Bruchsal is an intellectual desert, and there are few here who can have—or who wish to have—an intelligent discussion about humanistic studies, languages, poetry, ethics, or anything else.  Again, preserve the status quo.  So, when I have a free moment, I seem to gravitate to solitary places where I spend the time brooding.

The one bright spot in the last several months was the recent visit of Conradus Pellicanus.  Although a Franciscan, Conradus leads all Germany in the study of Hebrew, though when he began to study, he had no grammar and no teacher.  But he taught himself the letters, and then Reuchlin lent him the grammar of Moses Kimhi, for Reuchlin is convinced that if one wishes to find the truth in Hebrew, one must follow the grammatical and exegetical tradition of the medieval rabbis.
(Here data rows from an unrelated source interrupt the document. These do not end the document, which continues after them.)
PR #2574, opened 2018-11-10
Add C# client

principis:
I wrote a C# client because... Why not.
It doesn't have many functions at the moment, only base functionality.
I saw some mentions of a spec for clients but nothing 'official' so I followed the wiki.

Let me know if I need to make adjustments!


principis:
Yes that seems like a good idea. It's a bit confusing what is expected of a client atm.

In 1501, Conradus published the first Hebrew grammar in any European language, which was most helpful to Reuchlin when he later began to publish his works.  (Reuchlin’s Augenspiegel has been suppressed, Conradus told me, thanks to the efforts of that idiot, Pfefferkorn.  Let them try to take my copy.)

Conradus is a model of how a man can educate himself in any subject if he only be willing to study and make the effort to do all that he can.  He tells me that in Basel, there is a converted Jew from Spain living with the Amerbachs and teaching Hebrew.  I have asked the Bishop for permission to make the trip to Basel to meet this Jew.

Many are studying the New Testament in Greek, but few can read the Old Testament in its original language or understand the tradition from which it came.  This is due to a dearth of study material and to the suspicion and hatred of anything Jewish.  A great tragedy.

Jewish scholars wearing pointed hats are suckled by their wetnurse, the Devil’s pig. Earliest extant anti-Semetic broadside. 1475

But I, Capito, find Hebrew fascinating, both for its own knowledge and for the light that it throws on the Bible.  If I could pursue Hebrew studies, my time here in Bruchsal might not seem so devoid of purpose.  So, I go to Basel to meet this Jew.  And we shall see what will be.